Hooked Up: December 2021
The seasons are flying by faster than live croaker during a 50%-off sale. Seems like only yesterday the sweat was rolling down my forehead and burning my eyes back in August. Now I'm receiving packages almost daily from Simms stuffed with layers upon layers to keep me warm. I'm certainly not complaining about layering up. In fact, it's about my favorite thing to do, as I know those extra clothes mean I'll be outside enjoying God's many wonders.
December is such a fabulous month here in Texas. Regardless of your outdoor passion, everything is in "go mode" this month. Bucks are rutting, ducks are flying, quail are flushing, and big trout are becoming a bit more predictable. Although my trophy trout season is currently in full swing there is no rest for the weary when I get a day off. If I'm not pushing my big Haynie through the waters of Baffin, I'll have a bow in my hand or a long, pointed pole to flip rocks to confirm whether what I just saw on the ground was an arrowhead or simply a rock doing a great imitation, (most of the time).
Chris Bush (Speckled Truth Podcast) and I just did a sit-down to discuss trophy trout fishing and the current state of the Baffin Bay fishery. That conversation being fresh on my mind, and some stories I told, sure have me reflecting on great things that have happened for me in Decembers past. Two of the best days I ever had took place between Christmas and New Years Day in the early 2000s. Back-to-back days of 85-pound ten-fish trout stringers. But before you accuse me of being a hypocrite or game hog; all those fish were released successfully as they were landed and none were placed on a stringer. The mention of 85-pound stringers is merely a reference to the average of the best ten fish caught on those two wonderful days. I truly wish every serious angler could do that for themselves…just once in their lifetime. To this day I can almost remember the individual spots on every fish. Such a wonderful memory.

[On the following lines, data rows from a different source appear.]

PR #6264, opened 2022-10-06
tainting: Allow propagation of taint through lambdas

### LINKED ISSUE #5971: Taint mode bug when matching the foreach statement
**Describe the bug**
The taint mode might not track data flow through `foreach` statement

**To Reproduce**
https://semgrep.dev/s/94LY

**Expected behavior**
The `foreach` statement should be tracked and the sink function in the provided code should be matched.

P1: important to fix or quite annoying. It might ignore lots of potential findings in the code

**Environment**
https://semgrep.dev/playground/

**Use case**
Tried to do taint mode analysis in the source code to do the security research and audit.

IagoAbal:
... via `pattern-propagators`.

This is useful for propagating taint through higher-order iterators such as `forEach` in Java.

Closes #5971
Closes PA-1813

test plan:
make test # added three tests

PR checklist:

### DIFF
--- a/semgrep-core/tests/rules/taint_propagator_lambda.java
+++ b/semgrep-core/tests/rules/taint_propagator_lambda.java
@@ -1,3 +1,7 @@
+// https://github.com/returntocorp/semgrep/issues/5971
+// only func4 truly tests taint propagators but we include the remaining examples
+// for extra coverage of taint-mode
+
 class Test {
 
     public void func1() {
--- a/semgrep-core/tests/rules/taint_propagator_lambda.java
+++ b/semgrep-core/tests/rules/taint_propagator_lambda.java
@@ -1,0 +1,31 @@
+class Test {
+
+    public void func1() {
+        String nodePred = request.getParameter("h");
+        String nodeSucc = nodePred.toString();
+        //ruleid: test
+        Runtime.getRuntime().exec(nodeSucc);
+    }
+
+    public void func2() {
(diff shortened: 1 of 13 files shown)


semgrep-core/tests/rules/taint_propagator_lambda.java
```diff
@@ -0,0 +1,31 @@
...
+    }
+
+    public void func3() {
+        String nodePred = request.getParameter("h");
+        NodeSucc nodeSucc = new NodeSucc(nodePred);
+        //ruleid: test
+        Runtime.getRuntime().exec(nodeSucc);
+    }
+
+    public void func4() {
```
aryx, line 28: This feels like it should be the only tests.
What are testing the other func1/func2/func3?
I don't even see the difference between their code.

aryx (approved):

semgrep-core/tests/rules/taint_propagator_lambda.java
IagoAbal: That was the example reported by the user. For debugging, I always minimize the example. But for testing, I tend to include it as-is, with the hope to increase coverage.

It’s no secret that we are in a much different time and place now with the Baffin fishery. By today's standards any angler catching five trout over five pounds has had a monumental day…but there was a time not so long ago, young Grasshopper.
By the time this magazine hits your mailbox and newsstands across Texas, the TPWD commissioners will have decided which path forward should be taken to boost the recovery of the spotted seatrout fishery, and how to manage it more proactively in the future. Their plates are full of hard data now, nine months after the devastating February freeze, data they did not have earlier.
My fingers are crossed that they get tight on bag limits for at least the next three years (four or five would be better) to get the fishery back to where it once was. Mother Nature and man have both laid a damn good whackin’ on it and we all need to pull back the reins if we ever want to have a quality fishery that offers a legitimate chance to catch a giant each and every day.